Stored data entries
PR #5492, opened 2024-04-30
conformance: add a test that tries to chowning a volume

nalind:
#### What type of PR is this?

/kind other

Add a conformance test that attempts to "chown" a volume declared in a base image, which produces different results depending on whether we're using the BuildKit-based builder or the V1 "classic" builder.  For now, don't try to change our behavior, and continue imitating the behavior of the classic builder.

#### How to verify it

New conformance test!

None

```release-note
None
```

### DIFF
--- a/copier/copier.go
+++ b/copier/copier.go
@@ -18,6 +18,7 @@ import (
 	"sync"
 	"syscall"
 	"time"
+	"unicode"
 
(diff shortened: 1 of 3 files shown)


nalind:
I think this is going to get replaced as part of making the volume handling a run-time option.
/hold

nalind:
Obsoleted by #5605, closing.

What you should do
Each line above that carries the string "volume" has to be returned.

Exercise output
conformance: add a test that tries to chowning a volume
Add a conformance test that attempts to "chown" a volume declared in a base image, which produces different results depending on whether we're using the BuildKit-based builder or the V1 "classic" builder.  For now, don't try to change our behavior, and continue imitating the behavior of the classic builder.
I think this is going to get replaced as part of making the volume handling a run-time option.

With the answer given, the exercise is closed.